Exercise details: Copy every line below. Do not alter any of them.
[[ Records shown open ]]
PR #636, opened 2015-06-22
add 'connecting' event

BerkeleyTrue:
useful for debugging slow dataBase connections


BerkeleyTrue:
Actually this is useless.

PR #637, opened 2015-06-22
Fix promise chaining in case of error

rus0000:


slnode:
[[ Records shown closed ]]
Result:
PR #636, opened 2015-06-22
add 'connecting' event

BerkeleyTrue:
useful for debugging slow dataBase connections


BerkeleyTrue:
Actually this is useless.

PR #637, opened 2015-06-22
Fix promise chaining in case of error

rus0000:


slnode:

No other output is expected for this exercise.